ONE WORLD: Hurricanes and the Loop Current in the Gulf of Mexico
If you’ve ever surfed in the Gulf of Mexico during the summertime, you’ve probably noticed that the seawater from Galveston to Pensacola to Tampa Bay is, in a word, hot. So hot in fact, that on an August day, a dip in the near-90-degree ocean offers little relief and can melt the wax right off your surfboard. Hot water near the surface of the ocean can give rise and continuing fuel to tropical storms and hurricanes, but it takes a special set of circumstances for storms to reach the truly awesome scale of hurricanes Katrina and Rita. In the Gulf this past summer, these two storms passed over an oceanic anomaly that scientists have taken to calling the Loop Current. This meandering column of Gulf Stream water can be nearly 80 degrees Fahrenheit and can extend as deep as 300 feet below the ocean’s surface — providing nearly limitless fuel and preventing cold-water upwellings. This in turn, can allow a storm like Katrina or Rita to grow from merely damaging to truly cataclysmic in the span of a day.
In the past, loop currents were of more interest to fishermen and shipping interests in the Gulf and other warm-water parts of the world, as they could dramatically affect schools of fish and local ocean weather conditions. Recently however, they have become a focal point for hurricane research.
According to experts at the National Science Foundation, the warm, clear Gulf Stream waters that flow through the Gulf of Mexico tend to get diverted as they pass from the Yucatan Peninsula up toward Cuba. This creates a horseshoe-shaped column of water up to 100 times as large as the Amazon River that flows into the Gulf of Mexico before either passing out between the Florida Keys or becoming a circular eddy current that cuts off from the Stream and can linger in the Gulf for months before finally cooling down. In 1999, Nick Shay, a scientist at the University of Miami, identified this loop current and its accompanying 330-foot-deep “warm core rings” as the energy source likely to cause a hurricane to grow from a Category One to a Five so quickly. “This is the heat,” Shay said. “This is the energy source. It’s like a big fuel injector in the middle of the ocean.”
While warm water fuels hurricanes, the truly hot stuff normally reaches down only about 120 feet. As a storm passes over this warm water, it typically draws up the heat, and causes deeper, colder upwellings as it rolls along. This upwelling can weaken a storm, preventing it from gaining too much strength. But when a storm encounters one of the 75-mile-wide-plus warm core rings, it can grow explosively, feeding on a nearly inexhaustible supply of deep-water heat. Shay said that with better oceanic temperature modeling, forecasters should soon be able to predict whether a storm will encounter one of these loops. “Ultimately,” he said, “what we are aiming for is to be able to say that when it encounters this ring, you may be looking at a Category Four or Five storm.”

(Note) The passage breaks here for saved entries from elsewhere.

Issue #395, opened 2020-06-12
Gracefully terminate on SIGTERM


jrtcppv:
**Is your feature request related to a problem? Please describe.**
We are currently running tusd in Kubernetes. During normal operation (upgrades, autoscaling, etc), Kubernetes shuts down tusd, first by sending a SIGTERM, waiting for a grace period, then sending a SIGKILL. We ran into issues because tusd uses the default behavior for Go programs, which is to immediately ungracefully terminate upon receiving a SIGTERM. Occasionally this causes files to become locked, and tusd returns consistent 423 responses until the upload is restarted (we are using the python client in this case).

**Describe the solution you'd like**
It would be great if tusd could gracefully shutdown upon receiving a SIGTERM, ie flush out any pending requests then close.

**Describe alternatives you've considered**
We have a fork of tusd at https://github.com/cvisionai/tusd in which SIGTERM is simply ignored. This resolves our issue, but the correct behavior is to gracefully terminate.

**Can you provide help with implementing this feature?**
Yes we can if this is a desired feature in tusd.

Acconut:
You are absolutely right, tusd should be able to gracefully shut down. We would be very happy to assist you with a PR!

rbastic:
Hi,

I have a very rough cut of a fix for this issue here: https://github.com/rbastic/tusd/commit/90a8d992ca6701a0bea0a1d81acdaa5b02f3f1e0

Would you care to "pre-review" this and give me your feedback?

Thanks!
Ryan

mehtadev17:
+1

Acconut:
@rbastic Would you mind opening a PR with your change? Then we can talk about your commit and provide easy advice when needed :)

rbastic:
Hey! As requested, here is the PR: https://github.com/tus/tusd/pull/415 Thanks!

Acconut:
#963 has been merged, so this will be included in the upcoming v2 release!

PR #415, opened 2020-08-20
graceful shutdown - preliminary attempt 

rbastic:
As requested, here is my PR to resolve https://github.com/tus/tusd/issues/395

I tested this last night and the behavior is as follows:
- when uploading, the server waits until the active handler being executed is complete (so a chunk can be written) before shutting down
- if tusd is then started back up (and I resume the upload) it picks back up where it left off

In my testing, I killed tusd with an active upload at 34%, started tusd back up, and it picked right back up at 35% like nothing had happened. Then it completed successfully. This was just a small test but exactly the behavior desired/expected, I think? 

Main questions: what do you think about the TODO markers? The shutdown timeout, etc.? I'm guessing these should become CLI flags.

### DIFF
--- a/cmd/tusd/cli/serve.go
+++ b/cmd/tusd/cli/serve.go
@@ -1,15 +1,23 @@
 package cli
 
 import (
+	"context"
+	"errors"
+	"fmt"
+	"os"
+	"os/signal"
+	"syscall"
+
 	"net"
 	"net/http"
 	"strings"
 	"time"
 
+	"github.com/oklog/run"
 	"github.com/tus/tusd/pkg/handler"
 )
 
-// Setups the different components, starts a Listener and give it to
+// Serve sets up the different components, starts a Listener and give it to
 // http.Serve().
 //
 // By default it will bind to the specified host/port, unless a UNIX socket is
@@ -51,8 +59,20 @@ func Serve() {
 
 	SetupPostHooks(handler)
 
+	mux := http.NewServeMux()
+	s := &http.Server{
+		Addr:		address,
+		Handler:        mux,
+		// TODO(rbastic): what to do about these?
+		// ReadTimeout:    5000 * time.Second,
+		// WriteTimeout:   5000 * time.Second,
+		// MaxHeaderBytes: 1 << 20,
+		// END TODO(rbastic)
+	}
+
+
 	if Flags.ExposeMetrics {
-		SetupMetrics(handler)
+		SetupMetrics(mux, handler)
 		SetupHookMetrics()
 	}
 
@@ -61,18 +81,19 @@ func Serve() {
 	if basepath == "/" {
 		// If the basepath is set to the root path, only install the tusd handler
 		// and do not show a greeting.
-		http.Handle("/", http.StripPrefix("/", handler))
+
+		mux.Handle("/", http.StripPrefix("/", handler))
 	} else {
 		// If a custom basepath is defined, we show a greeting at the root path...
-		http.HandleFunc("/", DisplayGreeting)
+		mux.HandleFunc("/", DisplayGreeting)
 
 		// ... and register a route with and without the trailing slash, so we can
 		// handle uploads for /files/ and /files, for example.
 		basepathWithoutSlash := strings.TrimSuffix(basepath, "/")
 		basepathWithSlash := basepathWithoutSlash + "/"
 
-		http.Handle(basepathWithSlash, http.StripPrefix(basepathWithSlash, handler))
-		http.Handle(basepathWithoutSlash, http.StripPrefix(basepathWithoutSlash, handler))
+		mux.Handle(basepathWithSlash, http.StripPrefix(basepathWithSlash, handler))
+		mux.Handle(basepathWithoutSlash, http.StripPrefix(basepathWithoutSlash, handler))
 	}
 
 	var listener net.Listener
@@ -92,7 +113,42 @@ func Serve() {
 		stdout.Printf("You can now upload files to: http://%s%s", address, basepath)
 	}
 
-	if err = http.Serve(listener, nil); err != nil {
-		stderr.Fatalf("Unable to serve: %s", err)
+	var g run.Group
+
+	g.Add(func() error {
+		if err = s.Serve(listener); err != nil {
+			stderr.Fatalf("Unable to serve: %s", err)
+			return err
+		}
+		return nil
+	}, func(error) {
+		// TODO(rbastic): externalize shutdown timeout? for now just 30 mins? i don't know.
+		ctx, cancel := context.WithTimeout(context.Background(), time.Second*600)
+		defer cancel()
+		stderr.Fatalf("httpserver shutting down %s", s.Shutdown(ctx))
+	})
+
+	cancel := make(chan struct{})
+	g.Add(func() error {
+		return interrupt(cancel)
+	}, func(error) {
+		close(cancel)
+	})
+
+	err = g.Run()
+	if err != nil {
+		stderr.Fatalf("error", err)
+		os.Exit(-1)
+	}
+}
+
+func interrupt(cancel <-chan struct{}) error {
+	c := make(chan os.Signal, 1)
+	signal.Notify(c, syscall.SIGINT, syscall.SIGTERM)
+	select {
+	case sig := <-c:
+		return fmt.Errorf("received signal %s", sig)
+	case <-cancel:
+		return errors.New("canceled")
 	}
 }
--- a/cmd/tusd/cli/serve.go
+++ b/cmd/tusd/cli/serve.go
@@ -117,7 +117,6 @@ func Serve() {
 		}
 		return nil
 	}, func(error) {
-		// TODO(rbastic): externalize shutdown timeout? for now just 30 mins? i don't know.
 		ctx, cancel := context.WithTimeout(context.Background(), time.Second*time.Duration(Flags.ShutdownTimeout))
 		defer cancel()
 		stderr.Printf("httpserver shutting down %s\n", s.Shutdown(ctx))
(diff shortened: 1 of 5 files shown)


cmd/tusd/cli/serve.go
```diff
@@ -51,8 +59,20 @@ func Serve() {
 
 	SetupPostHooks(handler)
 
+	mux := http.NewServeMux()
+	s := &http.Server{
+		Addr:		address,
+		Handler:        mux,
+		// TODO(rbastic): what to do about these?
```
Acconut, line 66: We have a custom timeout implementation because Go's timeout operate on the entire HTTP request and not a single read operation. You can find it here: https://github.com/tus/tusd/blob/master/cmd/tusd/cli/listener.go So I am not sure if we need the timeouts here TBH.

cmd/tusd/cli/serve.go
```diff
@@ -92,7 +113,42 @@ func Serve() {
 		stdout.Printf("You can now upload files to: http://%s%s", address, basepath)
 	}
 
-	if err = http.Serve(listener, nil); err != nil {
-		stderr.Fatalf("Unable to serve: %s", err)
+	var g run.Group
```
Acconut, line 116: Can you explain what the run.Group is? Do we need it?

cmd/tusd/cli/serve.go
```diff
@@ -92,7 +113,42 @@ func Serve() {
...
+
+	g.Add(func() error {
+		if err = s.Serve(listener); err != nil {
```
Acconut, line 119: The Golang documentation says following:

> When Shutdown is called, Serve, ListenAndServe, and ListenAndServeTLS immediately return ErrServerClosed. Make sure the program doesn't exit and waits instead for Shutdown to return. 

So, I think we need a waiting mechanism here, don't we?

cmd/tusd/cli/serve.go
```diff
@@ -92,7 +113,42 @@ func Serve() {
...
+			stderr.Fatalf("Unable to serve: %s", err)
+			return err
+		}
+		return nil
+	}, func(error) {
+		// TODO(rbastic): externalize shutdown timeout? for now just 30 mins? i don't know.
+		ctx, cancel := context.WithTimeout(context.Background(), time.Second*600)
+		defer cancel()
+		stderr.Fatalf("httpserver shutting down %s", s.Shutdown(ctx))
```
Acconut, line 128: Using Fatalf seems a bit harsh here since it forces a process to exit using os.Exit if I recall correctly. Can we use less aggressive logging statement here?

rbastic: Small followup: changed to stderr.Printf and chose 'shutdown-timeout' for the CLI parameter name.

cmd/tusd/cli/serve.go
Acconut: > I interpret that as avoid calling os.Exit() and just call Shutdown() instead

I don't think that is right. We must make sure that the main goroutine does not end before the call to Shutdown() has completed. I am not sure if run.Group would guarantee that.

cmd/tusd/cli/serve.go
Acconut: To be honest, the run.Group usage makes the code a lot harder for me and other contributors to understand. This package might be very helpful for larger application with many moving parts but I don't think it's necessary in this case. There are some very simple and easy to understand examples about stopping a HTTP server from a signal. For example, https://stackoverflow.com/a/40041517. What do you think about switching to that one?

Acconut:
I left two comments on your changes. Please check them out :)

On another topic: How does this behave with long running requests (e.g. a PATCH request transferring multiple GBs for hours)? Is this request interrupted when the shutdown begins or only after the timeout has been reached? Is the request interrupted "nicely" by closing the request body or violently by killing the TCP connection? Did you try that out and can shine light on it?

cmd/tusd/cli/serve.go
rbastic: My understanding is that the call to Shutdown aborts if it does not complete within the deadline associated from the supplied context.

The context deadline should likely be configured in accordance with the interval for an individual chunk request, so that restarting the server may happen with seemingly minimal interruption.

rbastic:
> I left two comments on your changes. Please check them out :)
> 
> On another topic: How does this behave with long running requests (e.g. a PATCH request transferring multiple GBs for hours)? Is this request interrupted when the shutdown begins or only after the timeout has been reached? Is the request interrupted "nicely" by closing the request body or violently by killing the TCP connection? Did you try that out and can shine light on it?

The only test I performed was the originally specified one in the PR description. The data set size is sub-gigabyte and performed locally.

The request is never interrupted. Shutdown fails if in-flight requests are not completed prior to the shutdown's context timeout (see my other comments.)

Acconut:
> The request is never interrupted. Shutdown fails if in-flight requests are not completed prior to the shutdown's context timeout

Does that mean that the server cannot shutdown while requests are still open to it? I think that this would be a good decision. I would expect tusd, once asked to shutdown, to wait a few seconds for all requests to end while not accepting new requests. If the shutdown timeout is reached it should end all still active requests by force. Is this behavior implemented by your PR or am I missing something?

rbastic:
> > The request is never interrupted. Shutdown fails if in-flight requests are not completed prior to the shutdown's context timeout
> 
> Does that mean that the server cannot shutdown while requests are still open to it? I think that this would be a good decision. I would expect tusd, once asked to shutdown, to wait a few seconds for all requests to end while not accepting new requests. If the shutdown timeout is reached it should end all still active requests by force. Is this behavior implemented by your PR or am I missing something?

This is not how Go's built-in Shutdown API works. Please see the documentation for the best clarification on this matter. Active requests will not be ended by force if the timeout is reached - that would defeat the purpose of graceful shutdown.

cmd/tusd/cli/serve.go
rbastic: I'm not really interested in rewriting the patch. Feel free to rewrite it if you understand how to do so.

However, is there something in particular that you and the other contributors you've discussed this with don't understand about oklog/run groups? Peter Bourgon (the oklog/run author) is also accessible on the gophers slack and may be able to clarify regarding any specific questions you have.

Acconut:
> Active requests will not be ended by force if the timeout is reached - that would defeat the purpose of graceful shutdown.

Ok, that's good to know. However, it's not optimal if an active request (which might be open for hours) prevents tusd from shutting down. Does you PR already handle that in some case? The usage of run.Group makes those question very hard for me to answer by looking at the code.

rbastic:
> > Active requests will not be ended by force if the timeout is reached - that would defeat the purpose of graceful shutdown.
> 
> Ok, that's good to know. However, it's not optimal if an active request (which might be open for hours) prevents tusd from shutting down. Does you PR already handle that in some case? The usage of run.Group makes those question very hard for me to answer by looking at the code.

Remember that part where I was setting ReadTimeout and WriteTimeout and you mentioned you already have timeout handlers in place? What do those timeout handlers do and/or can you point out where they are in the code?

Thanks,
Ryan

rbastic:
Closed by accident. No coffee yet this morning, hahaha.

rbastic:
Hi again,

Just following up. I see ReadTimeout and WriteTimeout in the net.Listener code that tusd uses. This answers your last question, right? There's nothing to do on my end here?

Acconut:
> Remember that part where I was setting ReadTimeout and WriteTimeout and you mentioned you already have timeout handlers in place? What do those timeout handlers do and/or can you point out where they are in the code?

Our timeout handling is located here: https://github.com/tus/tusd/blob/master/cmd/tusd/cli/listener.go Its purpose is to reset the read/write timeouts whenever a read/write operation occurs. Go does not support that kind of timeouts on its own, so we had to build it for ourselves. Let me know if you need more in-depth explanation.

> This answers your last question, right? There's nothing to do on my end here?

To be honest, I am still very much confused on how this patch behaves when requests are still open. Even with your explanations I am not able to understand it from just looking at the code. I would have to try it on my own and see how it works.

Also, there is still the usage of `run.Group`. You said that you are not interested in removing it (https://github.com/tus/tusd/pull/415#discussion_r485020714) which is absolutely in your rights. It will take some time until I can tackle this on my own.

All in all, this PR is not in a state where I can confidently merge it into master since it has a lot of potential for breakage. I'm sorry that all your efforts lead to such a situation.

rbastic:
That's fair. Let me see if I can come up with something else on my end to try to address some of the issues remaining. If I can come up with a solid explanation for how the run.Group functionality works, would you be comfortable with merging based on that? Or are there other blockers?

I think there's a reason why rewriting it away from oklog/run may be less than beneficial, but my research will hopefully figure that out. I don't want to be attached to it unnecessarily either if it's introducing additional complexity. Time is tight on my end though, hence why I'm hoping to avoid rewriting the patch if I can.

Acconut:
> That's fair. Let me see if I can come up with something else on my end to try to address some of the issues remaining.

That's great, thank you for understanding our point of view as well :)

> If I can come up with a solid explanation for how the run.Group functionality works, would you be comfortable with merging based on that?

The chances are low, I would say. The best code is still the one which does not need explanation for a reasonably experienced Go developer. If it's obvious that the code without run.Group is more complex, I am happy to accept it as a dependency. But unless that has been shown, I would want to avoid it.

> I think there's a reason why rewriting it away from oklog/run may be less than beneficial, but my research will hopefully figure that out. 

If there is such a reason, I am open to accept run.Group :)

ssikyou:
Any update on this feature?

Acconut:
> Any update on this feature?

Sadly no. This PR is still missing a feature where the currently open upload requests get gracefully closed down (in addition to the already implemented stop of accepting new upload requests). Also, I disagree with the author about the use of a dependency and they clearly indicated that they are not interested in updating the patch (which they completely have the right to).

However, maybe in the near future I will attempt to implement this on my own, as gracefully closing open requests is a somewhat harry thing to implement without more knowledge about the internals of tusd.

In 2005, Shay and other scientists studied the Gulf Loop Current, and watched in dismay as Katrina in particular followed a broad, deep current all the way to New Orleans. Rita initially took a similar course, feeding off deepwater heat, but eventually turned off the loop current’s trajectory and weakened to a Category Three storm as it made landfall. In the wake of Katrina, and before Rita, University of Miami and NOAA researchers dropped measuring devices into the Gulf of Mexico that they say will help give them a better handle on loop currents and their unpredictable effects. Shay said that if there was any silver lining to all this year’s destruction it would be in advanced prediction skills for the future. “A positive outcome of a hurricane season like this,” he said, “is that we’ve been able to learn more about the Loop Current and its associated warm-water eddies, which are basically hurricane intensity engines.”
The Gulf of Mexico is not the only place these warm-water currents occur. During the summer, a Gulf Stream eddy will often break off near Maine. Seven other areas in the world, including spots south of Japan and Indonesia, allow for deep enough energy to create major hurricanes, also known as cyclones or typhoons. Other conditions like a very still upper atmosphere and considerable humidity in a storm’s vicinity must also be present to fuel a major hurricane. As this year’s hurricane season enters the final stretch, keep an eye on this page from NOAA (http://www.aoml.noaa.gov/phod/cyclone/data/go.html) for deep-water ocean temperatures in the path of an advancing storm. That, and the buxom blonde on the Weather Channel could give you the best idea of whether to grab your board — or run for the hills.